UNITED STATES
SECURITIES AND EXCHANGE COMMISSION
Washington, D.C. 20549
FORM 8-K
CURRENT REPORT
Pursuant to Section 13 or 15(d) of the
Securities Exchange Act of 1934
Date of Report (Date of earliest event reported): June 20, 2006
The Majestic Star Casino, LLC
The Majestic Star Casino Capital Corp.
(Exact name of Registrant as Specified in its Charter)
Indiana Indiana (State or Other Jurisdiction of Incorporation) | 333-06489 (Commission File Number) | 43-1664986 35-2100872 (IRS Employer Identification No.) |
301 Fremont Street, 12th Floor
Las Vegas, Nevada 89101
(Address of Principal Executive Offices)
Registrant's telephone number, including area code: (702) 388-2224
Not Applicable
(Former Name or Former Address, if Changed Since Last Report)
Check the appropriate box below if the Form 8-K filing is intended to simultaneously satisfy the filing obligation of the Registrant under any of the following provisions:
¨ | Written communications pursuant to Rule 425 under the Securities Act (17 CFR 230.425) |
¨ | Soliciting material pursuant to Rule 14a-12 under the Exchange Act (17 CFR 240.14a-12) |
¨ | Pre-commencement communications pursuant to Rule 14d-2(b) under the Exchange Act (17 CFR 240.14d-2(b)) |
¨ | Pre-commencement communications pursuant to Rule 13e-4(c) under the Exchange Act (17 CFR 240.13e-4(c)) |
Item 8.01. Other Events.
As a result of weaker than anticipated financial performance at the casino facilities of The Majestic Star Casino, LLC (the “Company”) during the three-month period ended June 30, 2006, and the possibility of weak future results for third and fourth quarter of 2006, the Company will likely need to amend the Interest Coverage Ratio and Minimum EBITDA covenants contained in the Loan and Security Agreement to the Company’s $80.0 million credit facility, as amended, in order to remain in compliance with said financial covenants.
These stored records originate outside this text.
PR #69, opened 2018-10-15
Fix error-report figure

### LINKED ISSUE #68: Fix figure 7 in specification
I believe the top level message should be labelled `grpc::Status`, not `google::rpc::Status` (which is for the second level)

antoninbas:
It seems that the outer-most message wasn't correct. It is a
grpc::Status object (wrapping a google.rpc.Status message, itself
including a repeated field of p4.v1.Error messages).

Fixes #68


antoninbas:
Link to view generated spec: https://s3-us-west-2.amazonaws.com/p4runtime/travis/antonin/fix-error-report-figure/P4Runtime-Spec.html#sec-error-reporting-messages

The Company anticipates that it will be successful in negotiating with the bank lending group amended Interest Coverage Ratio and Minimum EBITDA covenants to remain in compliance with these financial covenants and the terms and conditions of the Loan and Security Agreement, as amended.
SIGNATURES
Pursuant to the requirements of the Securities Exchange Act of 1934, the Registrant has duly caused this report to be signed on its behalf by the undersigned hereunto duly authorized.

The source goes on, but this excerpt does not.